Problem to solve: Each entry must appear again exactly as it does in the source.
= = = = = = =
PR #789, opened 2018-12-12
Fix duplicate element IDs and remove action form duplication

luontola:
P.S. Handy plugin for finding duplicate IDs: https://chrome.google.com/webstore/detail/dup-id-scans-html-for-dup/nggpgolddgjmkjioagggmnmddbgedice

### DIFF
--- a/src/cljs/rems/actions/action.cljs
+++ b/src/cljs/rems/actions/action.cljs
@@ -30,6 +30,16 @@
                 :value comment
                 :on-change on-comment}]]))
 
+(defn action-comment [{:keys [id label comment on-comment]}]
+  (let [id (str "comment-" id)]
+    [:div.form-group
+     [:label {:for id} label]
+     [textarea {:id id
+                :name id
+                :placeholder (text :t.actions/comment-placeholder)
+                :value comment
+                :on-change on-comment}]]))
+
 (defn action-form-view [id title comment-title buttons content comment on-comment]
   [:div.collapse {:id (action-collapse-id id) :data-parent "#actions-forms"}
    [:h4.mt-5 title]
--- a/src/cljs/rems/actions/action.cljs
+++ b/src/cljs/rems/actions/action.cljs
@@ -36,13 +36,12 @@
    content
    (into [:div.col.commands.mr-3 [cancel-action-button id]] buttons)])
 
-(defn action-button [id content on-click]
+(defn action-button [{:keys [id text class on-click]}]
   [:button.btn.mr-3
    {:id (str id "-action-button")
-    ;; TODO: decouple from action names
-    :class (if (contains? #{"approve" "approve-reject"} id) "btn-primary" "btn-secondary")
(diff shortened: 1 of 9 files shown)


src/cljs/rems/application.cljs
```diff
@@ -758,24 +758,30 @@
                    :on-click #(rf/dispatch [::judge-application "review" (text :t.actions/review)])}])
 
 (defn- third-party-review-button []
-  [button-wrapper {:id "request-review"
+  [button-wrapper {:id "third-party-review"
```
Macroz: `do-third-party-review`?

src/cljs/rems/actions/action.cljs
```diff
@@ -20,10 +20,10 @@
     :data-target (str "#" (action-collapse-id id))}
    (text :t.actions/cancel)])
 
-(defn- action-judge-comment [id label-title comment on-comment]
+(defn action-judge-comment [{:keys [id label comment on-comment]}]
```
Macroz: Kind of  shame that the "old legacy" static workflow component goes into the new namespace.

src/cljs/rems/application.cljs
```diff
@@ -925,17 +928,17 @@
...
-            :add-member nil ; TODO implement
-            :return [[return-action-button]]
-            :request-decision [[request-decision-action-button]]
-            :decide [[decide-action-button]]
-            :request-comment [[request-comment-action-button]]
-            :comment [[comment-action-button]]
-            :approve [[approve-reject-action-button]]
-            :reject [[approve-reject-action-button]]
-            :close [[close-action-button]]}
+               {:submit [[save-button]
```
Macroz: What is this whitespace change?

src/cljs/rems/application.cljs
Macroz: I would think about what logical convention we want to have for naming buttons since that affects UI tests especially.

src/cljs/rems/application.cljs
luontola: It's how Cursive formats that code and there are no options for configuring it. There doesn't seem to be an established convention for formatting maps with namespaced keys - the syntax is not even mentioned at https://github.com/bbatsov/clojure-style-guide

src/cljs/rems/application.cljs
luontola: I've now removed the "do-" prefixes, since they're not anymore needed to avoid ID conflicts.

src/cljs/rems/actions/action.cljs
Macroz: I refer to the term judge here but I like the extracted comment component so perhaps we could combine these but you can do what you like in the next PR.

src/cljs/rems/application.cljs
Macroz: Looks quite strange option from cursive. I can reformat this later.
= = = = = = =
Output of the task:
PR #789, opened 2018-12-12
Fix duplicate element IDs and remove action form duplication

luontola:
P.S. Handy plugin for finding duplicate IDs: https://chrome.google.com/webstore/detail/dup-id-scans-html-for-dup/nggpgolddgjmkjioagggmnmddbgedice

### DIFF
--- a/src/cljs/rems/actions/action.cljs
+++ b/src/cljs/rems/actions/action.cljs
@@ -30,6 +30,16 @@
                 :value comment
                 :on-change on-comment}]]))
 
+(defn action-comment [{:keys [id label comment on-comment]}]
+  (let [id (str "comment-" id)]
+    [:div.form-group
+     [:label {:for id} label]
+     [textarea {:id id
+                :name id
+                :placeholder (text :t.actions/comment-placeholder)
+                :value comment
+                :on-change on-comment}]]))
+
 (defn action-form-view [id title comment-title buttons content comment on-comment]
   [:div.collapse {:id (action-collapse-id id) :data-parent "#actions-forms"}
    [:h4.mt-5 title]
--- a/src/cljs/rems/actions/action.cljs
+++ b/src/cljs/rems/actions/action.cljs
@@ -36,13 +36,12 @@
    content
    (into [:div.col.commands.mr-3 [cancel-action-button id]] buttons)])
 
-(defn action-button [id content on-click]
+(defn action-button [{:keys [id text class on-click]}]
   [:button.btn.mr-3
    {:id (str id "-action-button")
-    ;; TODO: decouple from action names
-    :class (if (contains? #{"approve" "approve-reject"} id) "btn-primary" "btn-secondary")
(diff shortened: 1 of 9 files shown)


src/cljs/rems/application.cljs
```diff
@@ -758,24 +758,30 @@
                    :on-click #(rf/dispatch [::judge-application "review" (text :t.actions/review)])}])
 
 (defn- third-party-review-button []
-  [button-wrapper {:id "request-review"
+  [button-wrapper {:id "third-party-review"
```
Macroz: `do-third-party-review`?

src/cljs/rems/actions/action.cljs
```diff
@@ -20,10 +20,10 @@
     :data-target (str "#" (action-collapse-id id))}
    (text :t.actions/cancel)])
 
-(defn- action-judge-comment [id label-title comment on-comment]
+(defn action-judge-comment [{:keys [id label comment on-comment]}]
```
Macroz: Kind of  shame that the "old legacy" static workflow component goes into the new namespace.

src/cljs/rems/application.cljs
```diff
@@ -925,17 +928,17 @@
...
-            :add-member nil ; TODO implement
-            :return [[return-action-button]]
-            :request-decision [[request-decision-action-button]]
-            :decide [[decide-action-button]]
-            :request-comment [[request-comment-action-button]]
-            :comment [[comment-action-button]]
-            :approve [[approve-reject-action-button]]
-            :reject [[approve-reject-action-button]]
-            :close [[close-action-button]]}
+               {:submit [[save-button]
```
Macroz: What is this whitespace change?

src/cljs/rems/application.cljs
Macroz: I would think about what logical convention we want to have for naming buttons since that affects UI tests especially.

src/cljs/rems/application.cljs
luontola: It's how Cursive formats that code and there are no options for configuring it. There doesn't seem to be an established convention for formatting maps with namespaced keys - the syntax is not even mentioned at https://github.com/bbatsov/clojure-style-guide

src/cljs/rems/application.cljs
luontola: I've now removed the "do-" prefixes, since they're not anymore needed to avoid ID conflicts.

src/cljs/rems/actions/action.cljs
Macroz: I refer to the term judge here but I like the extracted comment component so perhaps we could combine these but you can do what you like in the next PR.

src/cljs/rems/application.cljs
Macroz: Looks quite strange option from cursive. I can reformat this later.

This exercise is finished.